- TASK PROMPT
Scan the entries for the word "imitate" and return every line that has it.
[TASK DATA — start]
PR #3100, opened 2019-11-25
Correct how you would imitate static fields in the class tutorial

Kaiepi:
## The problem
There are several problems with the "Static fields?" section of the class tutorial:
- the `Singleton` class in the example cannot be subclassed
- its `instance` method does not need to keep any state outside of the method
- there's no such thing as a static attribute; attributes do not exist on type objects

## Solution provided
Rewrite this section.

### DIFF
--- a/doc/Language/classtut.pod6
+++ b/doc/Language/classtut.pod6
@@ -386,38 +386,27 @@ C<Str-with-ID>. Additionally, class variables declared with package scope are
 visible via their fully qualified name (FQN), while lexically scoped class
 variables are "private".
 
-=head1 Static fields?
+=head2 What about static fields?
 
-Raku has no B<static> keyword. Nevertheless, any class may declare anything
-that a module can, so making a scoped variable sounds like a good idea.
+Raku has no B<static> keyword, and attributes are exclusive to instances of
+types. Nevertheless, it is possible to imitate static fields using a stateful
+static method:
 
 =begin code
 class Singleton {
-    my Singleton $instance;
-    method new {!!!}
-    submethod instance {
-        $instance = Singleton.bless unless $instance;
-        $instance;
+    method instance(::?CLASS:U: --> ::?CLASS:D) {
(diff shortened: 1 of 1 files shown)


doc/Language/classtut.pod6
```diff
@@ -386,38 +386,27 @@ C<Str-with-ID>. Additionally, class variables declared with package scope are
...
-class HaveStaticAttr {
-    my Foo $.foo = some_complicated_subroutine;
+    method new(|) { !!! }
 }
 =end code
 
-Class attributes may also be declared with a secondary sigil – in a similar
-manner to instance attributes – that will generate read-only accessors if the
-attribute is to be public.
+C<Singleton> forbids creating instances of it using its C<new> method, and
```
JJ: Move the comma behind and,

doc/Language/classtut.pod6
```diff
@@ -386,38 +386,27 @@ C<Str-with-ID>. Additionally, class variables declared with package scope are
...
+using the C<bless> method it inherits from L<Mu|/type/Mu#method_bless>,
+creates an instance of itself once its C<instance> method gets called for the
```
JJ: it before creates

doc/Language/classtut.pod6
```diff
@@ -386,38 +386,27 @@ C<Str-with-ID>. Additionally, class variables declared with package scope are
...
+first time, which gets set to an anonymous state variable and ends up as its
+return value.
```
JJ: OK, so since state is a lexical of that method, that is inherited all across the hierarchy, they will always get the same value. While in the previous example it's a class variable that's only shared for instances of it; however, if it's changed to our, wouldn't that behave in the same way?
Point is, wouldn't this be better provided as an additional example instead of an alternative?

Kaiepi:
...not sure what I was thinking before, there's nothing wrong with the example here.

PR #3128, opened 2019-12-17
closes #3105

### LINKED ISSUE #3105: Change the perl6 command line to raku
## The problem

Since 2019.11, raku is available as an alias, and can be used like that.

## Suggestions

Look for occurrences in tooling and documentation and change it.

veb7vmehra:


JJ:
Sorry, but you have simply performed automatic substitution, and that includes file names URLs, and so on. I am closing this issue for that reason, because I don't think it can be fixed; it's the approach that's wrong, not the individual changes.
Also, I would be grateful if in the future, PRs were more atomic, as in only one or a few files affected. It's impossible to review a PR with 311 files changed (although, if 311 files have changed, it's most probably less than awesome)

Issue #3107, opened 2019-12-03
Improve control structures tutorial


JJ:
## The problem

Check out [this suggestion by @lizmat](https://github.com/Raku/doc/commit/945c37eb9320e3f22da9eeae601909b95b615ebd#commitcomment-36244283)

## Suggestions

Try to provide an example, and change CAUTION to a note.

PR #3134, opened 2019-12-29
Fixes: #3107

threadless-screw:
Minor adaptations to the text describing the loop construct, and addition of an example illustrating use of a loop initializer variable in the outer scope after the loop has ended.

### DIFF
--- a/doc/Language/control.pod6
+++ b/doc/Language/control.pod6
@@ -890,17 +890,24 @@ C<given> can follow a statement to set the topic in the statement it follows.
 =head1 X<loop|control flow, loop>
 
 The C<loop> statement takes three statements in parentheses separated by C<;>
-that take the role of initializer, conditional and incrementer. The initializer
-is executed once and any variable declaration will spill into the surrounding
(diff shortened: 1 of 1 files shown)


doc/Language/control.pod6
```diff
@@ -890,18 +890,25 @@ C<given> can follow a statement to set the topic in the statement it follows.
...
+incrementer is executed after each iteration, and before the conditional is
+tested again.
+
+    loop (my $i = 0; $i < 10; $i++) {       # A typical loop
         say $i;
     }
 
+    my @str = "However Long".comb;          # Our very own .char routine:
+    loop (my $l = 0;;) {                    # Declare $l in outer scope
+        last if !@str[$i++]                 # and count chars until we hit an
```
lizmat: Shouldn't that be `$l` ?

threadless-screw: Sorry, my bad. Had already seen it, but apparently failed to correct it.

lizmat:
Thanks!

PR #3142, opened 2020-01-04
P6-101 text refinement + expansion of assignment operators section; closes: #2920

### LINKED ISSUE #2920: compound-assignment operations on type Any needs expounding
## The problem
compound-assignment operations permitted on Any variables are incompletely documented.

The only documentation currently is at: [https://docs.perl6.org/language/101-basics#Any_and_+=](https://docs.perl6.org/language/101-basics#Any_and_+=) and is insufficient, possibly leading an initiate through all levels of hell before s/he realizes that an unitialized value reports an error in a semantically identical but syntactically unique expression.

101 basics specifies that an uninitialized variable (Any) is treated as a value of zero when operated on with +=. So, it can be seen that
`{my $x; $x+=5}; # 5, since 0+5=5. 
`But this is not true for
`{my $x; $x = $x +5}; # error, but semantically equivalent!`

"* =" is also permitted but not addressed here or elsewhere. Further, it suffers from the same inconsistencies, i.e. "* =" defaults the value to 1 instead of 0, but, only on compound assignment. That is,
`{my $x; $x*=5}; # 5, because $x was Any and defaulted to 1`
but
`{my $x; $x = $x * 5}; # error, but looks semantically the same!`

## Suggestions
emphasize that compound-assignment is the exception to the rule coercing Any instead of producing an error and contrasting short-hand with long-hand in the same section.  [https://docs.perl6.org/language/101-basics#Any_and_+=](https://docs.perl6.org/language/101-basics#Any_and_+=)

document the behavior of  *= in the same page, distinguishing the coercion to the distinct Numeric value of 1 vs 0. [https://docs.perl6.org/language/101-basics#Any_and_+=](https://docs.perl6.org/language/101-basics#Any_and_+=)

this behavior was brought to the attention of the community via this discussion post:
[https://stackoverflow.com/questions/57210795/math-with-undefined-perl6-values](https://stackoverflow.com/questions/57210795/math-with-undefined-perl6-values)

~~~~~
irced
I am a hobbyist interested in the perl6 language. Thanks for perl6!
the following irc'ers have confirmed and contributed their observations
concerning this undocumented phenomena: jmerelo, lizmat, AlexDaniel

threadless-screw:
## The problem

The P6-101 page included imprecise statements about the operation of compound assignment operators, and the actual behavior was not documented anywhere else.

## Solution provided

The relevant text of the P6-101 page has been corrected, and the 'Assignment operators' section of the Operators page has been expanded with more detailed information about the relation between simple and compound assignment operators, and the implicit initializing behavior of compound assignment operators.

Closes #2920

### DIFF
--- a/doc/Language/101-basics.pod6
+++ b/doc/Language/101-basics.pod6
@@ -241,20 +241,33 @@ The program then counts the number of sets each player has won:
 %sets{$p2} += $r2;
 =end code
 
-The C<+=> assignment operator is a shortcut for:
+The above two statements involve the C<+=> compound assignment operator. They
+are a variant of the following two statements that use the simple assignment
+operator C<=> and that may be easier to understand at first sight:
 
 =begin code :preamble<my %sets;my $p1;my $p2;my $r1;my $r2>
 %sets{$p1} = %sets{$p1} + $r1;
 %sets{$p2} = %sets{$p2} + $r2;
 =end code
 
+For your program, the shorthand version using the C<+=> compound assignment
+operator is preferred over the longhand version using the simple assignment
+operator C<=>. This is so not only because the shorter version requires less
+typing, but also because the C<+=> operator silently initializes undefined
+values of the hash's key-value pairs to zero. In other words: by using C<+=>,
+there is no need to include a separate statement like C<%sets{$p1} = 0> before
+you can meaningfully add C<$r1> to it. We'll look at this is behavior in a bit
+more detail below.
+
+
 =head3 X<C<Any>| Any (Basics)> and X<C<+=>>
 
-C<+= $r1> means I<increase the value in the variable on the left by $r1>. In
-the first iteration C<%sets{$p1}> is not yet set, so it defaults to a special
-value called C<Any>. The addition and incrementing operators treat C<Any> as a
-number with the value of zero; the strings get automatically converted to
-numbers, as addition is a numeric operation.
+C<+= $r1> means I<increase the value in the variable on the left by $r1>. In the
+first iteration C<%sets{$p1}> is not yet defined, so it defaults to a special
+value called C<Any>. The C<+=> operator conveniently treats the undefined value
+C<Any> as a number with the value C<0>, allowing it to sensibly add some other
+value to it. To perform the addition, the strings C<$r1>, C<$r2>, etc. are
+automatically converted to numbers, as addition is a numeric operation.
 
 =head3 X<C<fat arrow>>,  X<C<pair>> and X<C<autovivification>>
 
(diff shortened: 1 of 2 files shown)


doc/Language/101-basics.pod6
```diff
@@ -241,20 +241,33 @@ The program then counts the number of sets each player has won:
...
 =head3 X<C<Any>| Any (Basics)> and X<C<+=>>
 
-C<+= $r1> means I<increase the value in the variable on the left by $r1>. In
-the first iteration C<%sets{$p1}> is not yet set, so it defaults to a special
-value called C<Any>. The addition and incrementing operators treat C<Any> as a
-number with the value of zero; the strings get automatically converted to
-numbers, as addition is a numeric operation.
+C<+= $r1> means I<increase the value in the variable on the left by $r1>. In the
+first iteration C<%sets{$p1}> is not yet defined, so it defaults to a special
+value called C<Any>. The C<+=> operator conveniently treats the undefined value
```
jonathanstowe: I appreciate this was like this before but this could be a bit misleading about the type system and the role of type objects as the  "undefined value", it might be worth introducing a bit more detail about how `Any`  will become the zero or the empty string or whatever depending on the type RHS of the operator.

doc/Language/101-basics.pod6
```diff
@@ -241,20 +241,33 @@ The program then counts the number of sets each player has won:
...
+operator C<=> and that may be easier to understand at first sight:
 
 =begin code :preamble<my %sets;my $p1;my $p2;my $r1;my $r2>
 %sets{$p1} = %sets{$p1} + $r1;
 %sets{$p2} = %sets{$p2} + $r2;
 =end code
 
+For your program, the shorthand version using the C<+=> compound assignment
+operator is preferred over the longhand version using the simple assignment
+operator C<=>. This is so not only because the shorter version requires less
```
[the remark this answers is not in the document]
JJ: maybe change it by "; this is needed..."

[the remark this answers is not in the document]
threadless-screw: I'll rephrase it...

doc/Language/101-basics.pod6
threadless-screw: I agree the current text isn't very instructive on the point of the type system, type objects and definedness. But I'm not sure how to clarify things in more detail without expanding the 101 too much, and possibly beyond its purpose. In addition I think your observation isn't necessarily related to issue # 2920, so perhaps it's better to deal with this point in a new issue.

The issue could, for instance, call attention to the fact that the 101 does not systematically introduce its reader to the Raku type system and the aforementioned concepts. I'd think that resolving the issue would require at least the following to be included to make these concepts understandable: that Raku is object oriented to the core; that everything in Raku is an object (or behaves like one), with objects being either "type objects" that define types, or "instances" that derive from type objects; that all objects have a property called definedness that indicates whether the object is an instance and represents a meaningful (initialized) value; that by default type objects are undefined while instances are defined; that (Any) is a type object that is the default value for i.a. hash values; and that compound assignment operators check whether their left operand is a type object/is undefined, and in case it is, implicitly initialize it with an instance having a value meaningful for the specific operator...

But even though this seems very useful info, it may be a bit too much for a 101 whose primary purpose seems to be to get the uninitiated up and running with Raku quickly. Or is the purpose of the 101 a different one?

JJ: No, it's not. And it's likely that there's too much information there already. Just leave it this way.

Issue #2205, opened 2018-07-22
Document overriden roles in Mixy


JJ:
## The problem

Some roles implemented in Baggy do not make sense in Mixy and are then overridden, bailing out with an error. For instance, [pick](https://github.com/rakudo/rakudo/blob/7629820461d9a9079289c04340bf8cf63a1548ca/src/core/Mixy.pm6)

## Suggestions

Translate that to the documentation to make it quite clear and avoid people using it and [being surprised](https://stackoverflow.com/questions/51464303/pick-not-supported-on-a-mix)

zoffixznet:
There's a draft in a branch https://github.com/perl6/doc/commit/c32b4b35b2 currently blocked by inconsistencies in how we fail and potential lack of spec for those failures: https://github.com/rakudo/rakudo/issues/2109

PR #3149, opened 2020-01-07
Document Mixy.pick/.grab/.kxxv

JJ:
Potential fix for D#2205 https://github.com/perl6/doc/issues/2205
pending resolution of https://github.com/rakudo/rakudo/issues/2109

## The problem

This was created by @zoffixznet some time ago. Before deleting, I guess it's fair to give it a chance to be reviewed.

## Solution provided

It's take it or leave it, we accept it as is (and then change whatever) or we reject it and the branch is deleted.


coke:
taking as is, we can review again once the rakudo issue is done.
[TASK DATA — finish]
- RESULT
Correct how you would imitate static fields in the class tutorial
+types. Nevertheless, it is possible to imitate static fields using a stateful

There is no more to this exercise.